## [WORK REQUEST]
The answer is to contain only the line containing "cogito_button: Added class_name" and the lines after it through the last one, each reproduced exactly as it appears below.

------ DATA ------

PR #365, opened 2025-02-06
cogito_button: Added class_name CogitoButton to allow scripts to inherit it

BrodyB:
I have a project that creates a button that inherits from cogito_button, but to do this, cogito_button needs to have a set `class_name` property.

------

## [RESULT FOR THIS TASK]
cogito_button: Added class_name CogitoButton to allow scripts to inherit it

BrodyB:
I have a project that creates a button that inherits from cogito_button, but to do this, cogito_button needs to have a set `class_name` property.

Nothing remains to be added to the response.